Required action |
I need each line of the entries below that includes the string "should".

_ _ _ _ _ _ _

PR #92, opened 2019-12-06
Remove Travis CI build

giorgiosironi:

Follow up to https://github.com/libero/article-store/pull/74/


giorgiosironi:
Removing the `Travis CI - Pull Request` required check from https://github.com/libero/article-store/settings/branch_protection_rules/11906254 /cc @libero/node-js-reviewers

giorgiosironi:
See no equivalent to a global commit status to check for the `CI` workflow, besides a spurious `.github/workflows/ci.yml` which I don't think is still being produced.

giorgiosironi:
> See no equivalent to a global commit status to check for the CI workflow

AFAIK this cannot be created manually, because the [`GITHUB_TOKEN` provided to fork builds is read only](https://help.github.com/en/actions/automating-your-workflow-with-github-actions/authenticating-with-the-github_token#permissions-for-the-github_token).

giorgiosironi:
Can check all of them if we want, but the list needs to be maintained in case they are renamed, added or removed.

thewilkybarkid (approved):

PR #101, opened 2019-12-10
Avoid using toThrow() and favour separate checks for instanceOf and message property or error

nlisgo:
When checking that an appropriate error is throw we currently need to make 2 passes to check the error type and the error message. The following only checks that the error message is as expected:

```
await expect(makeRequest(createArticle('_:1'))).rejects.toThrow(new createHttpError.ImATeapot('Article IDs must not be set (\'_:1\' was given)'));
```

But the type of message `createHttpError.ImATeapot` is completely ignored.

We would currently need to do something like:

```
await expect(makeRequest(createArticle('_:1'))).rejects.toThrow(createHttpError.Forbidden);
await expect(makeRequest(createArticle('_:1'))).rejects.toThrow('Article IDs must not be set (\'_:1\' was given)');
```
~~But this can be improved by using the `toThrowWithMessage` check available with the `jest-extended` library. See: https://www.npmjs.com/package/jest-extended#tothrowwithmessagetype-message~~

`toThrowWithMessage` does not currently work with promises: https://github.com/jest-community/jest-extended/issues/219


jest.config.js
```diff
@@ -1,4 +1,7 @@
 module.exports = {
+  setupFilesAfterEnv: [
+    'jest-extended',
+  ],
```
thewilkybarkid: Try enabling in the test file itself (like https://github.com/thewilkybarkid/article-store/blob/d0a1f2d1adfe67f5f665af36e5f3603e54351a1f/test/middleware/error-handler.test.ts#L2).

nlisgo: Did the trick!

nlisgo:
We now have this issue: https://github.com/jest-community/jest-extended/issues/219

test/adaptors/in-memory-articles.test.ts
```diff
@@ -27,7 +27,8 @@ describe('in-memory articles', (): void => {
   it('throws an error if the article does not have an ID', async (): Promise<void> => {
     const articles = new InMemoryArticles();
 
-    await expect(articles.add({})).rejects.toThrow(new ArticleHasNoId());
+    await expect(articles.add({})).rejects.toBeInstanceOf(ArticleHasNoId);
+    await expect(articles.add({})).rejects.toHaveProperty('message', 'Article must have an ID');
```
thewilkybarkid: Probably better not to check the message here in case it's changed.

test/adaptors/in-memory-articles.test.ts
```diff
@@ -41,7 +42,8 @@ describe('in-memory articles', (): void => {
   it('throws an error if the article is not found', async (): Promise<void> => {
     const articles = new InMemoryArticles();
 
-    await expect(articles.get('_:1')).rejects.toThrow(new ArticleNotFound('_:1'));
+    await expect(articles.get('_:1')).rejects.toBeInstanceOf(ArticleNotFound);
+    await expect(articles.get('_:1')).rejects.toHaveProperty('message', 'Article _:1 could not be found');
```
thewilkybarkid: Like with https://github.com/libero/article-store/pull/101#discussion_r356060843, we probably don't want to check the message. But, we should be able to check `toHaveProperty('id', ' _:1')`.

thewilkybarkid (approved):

_ _ _ _ _ _ _

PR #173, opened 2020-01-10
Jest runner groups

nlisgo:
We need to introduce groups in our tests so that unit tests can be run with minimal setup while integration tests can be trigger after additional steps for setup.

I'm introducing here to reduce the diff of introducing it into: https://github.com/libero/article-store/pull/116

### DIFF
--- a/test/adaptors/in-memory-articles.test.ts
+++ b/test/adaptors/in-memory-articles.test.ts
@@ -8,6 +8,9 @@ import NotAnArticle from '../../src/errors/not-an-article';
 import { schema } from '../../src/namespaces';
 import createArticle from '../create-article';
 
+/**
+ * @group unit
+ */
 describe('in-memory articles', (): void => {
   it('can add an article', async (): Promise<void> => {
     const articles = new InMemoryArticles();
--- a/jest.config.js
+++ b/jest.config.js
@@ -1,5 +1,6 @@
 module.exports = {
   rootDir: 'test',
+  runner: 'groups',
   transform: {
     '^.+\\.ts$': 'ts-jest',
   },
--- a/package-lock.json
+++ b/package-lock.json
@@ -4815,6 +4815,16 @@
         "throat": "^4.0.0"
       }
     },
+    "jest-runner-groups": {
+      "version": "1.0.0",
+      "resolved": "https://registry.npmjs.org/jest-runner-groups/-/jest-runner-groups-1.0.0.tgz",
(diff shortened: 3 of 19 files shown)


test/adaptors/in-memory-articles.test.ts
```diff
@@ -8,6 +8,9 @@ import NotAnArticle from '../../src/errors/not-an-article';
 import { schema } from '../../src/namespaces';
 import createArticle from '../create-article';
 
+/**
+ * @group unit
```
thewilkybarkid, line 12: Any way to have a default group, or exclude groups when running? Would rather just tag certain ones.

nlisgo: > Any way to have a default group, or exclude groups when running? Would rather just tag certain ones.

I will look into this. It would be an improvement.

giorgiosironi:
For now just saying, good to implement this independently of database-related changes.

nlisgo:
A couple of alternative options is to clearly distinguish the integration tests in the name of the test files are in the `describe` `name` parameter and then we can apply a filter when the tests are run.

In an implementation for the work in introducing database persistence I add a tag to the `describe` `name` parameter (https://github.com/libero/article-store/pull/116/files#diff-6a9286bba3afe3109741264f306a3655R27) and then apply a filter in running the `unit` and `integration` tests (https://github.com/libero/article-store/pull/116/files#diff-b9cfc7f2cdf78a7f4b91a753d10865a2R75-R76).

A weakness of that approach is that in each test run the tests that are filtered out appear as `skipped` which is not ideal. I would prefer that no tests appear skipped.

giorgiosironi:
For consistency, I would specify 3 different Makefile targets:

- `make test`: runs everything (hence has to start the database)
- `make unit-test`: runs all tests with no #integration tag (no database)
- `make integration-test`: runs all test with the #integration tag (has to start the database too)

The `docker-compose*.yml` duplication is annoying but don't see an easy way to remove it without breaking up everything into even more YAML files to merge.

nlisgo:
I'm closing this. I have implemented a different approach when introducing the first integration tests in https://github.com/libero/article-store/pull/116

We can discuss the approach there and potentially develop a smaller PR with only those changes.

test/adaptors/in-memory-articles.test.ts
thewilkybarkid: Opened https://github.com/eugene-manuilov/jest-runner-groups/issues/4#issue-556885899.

_ _ _ _ _ _ _

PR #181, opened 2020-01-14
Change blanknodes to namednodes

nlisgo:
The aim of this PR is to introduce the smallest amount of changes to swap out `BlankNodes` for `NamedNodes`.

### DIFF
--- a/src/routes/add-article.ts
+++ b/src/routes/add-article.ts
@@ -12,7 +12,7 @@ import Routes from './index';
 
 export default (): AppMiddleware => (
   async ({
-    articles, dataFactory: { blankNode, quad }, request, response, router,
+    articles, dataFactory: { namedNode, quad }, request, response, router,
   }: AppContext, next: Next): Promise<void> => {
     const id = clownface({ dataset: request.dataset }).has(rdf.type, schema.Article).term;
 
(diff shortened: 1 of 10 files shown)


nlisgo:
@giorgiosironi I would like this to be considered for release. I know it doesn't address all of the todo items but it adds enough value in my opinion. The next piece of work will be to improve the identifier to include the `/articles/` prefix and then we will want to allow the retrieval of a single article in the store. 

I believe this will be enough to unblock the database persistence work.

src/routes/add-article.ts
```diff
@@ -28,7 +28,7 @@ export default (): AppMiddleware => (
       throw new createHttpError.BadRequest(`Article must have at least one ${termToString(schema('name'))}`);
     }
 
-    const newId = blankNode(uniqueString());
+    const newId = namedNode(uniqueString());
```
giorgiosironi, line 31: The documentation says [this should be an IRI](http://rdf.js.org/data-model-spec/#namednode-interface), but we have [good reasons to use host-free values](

_ _ _ _ _ _ _

Result of this exercise |
thewilkybarkid: Like with https://github.com/libero/article-store/pull/101#discussion_r356060843, we probably don't want to check the message. But, we should be able to check `toHaveProperty('id', ' _:1')`.
giorgiosironi, line 31: The documentation says [this should be an IRI](http://rdf.js.org/data-model-spec/#namednode-interface), but we have [good reasons to use host-free values](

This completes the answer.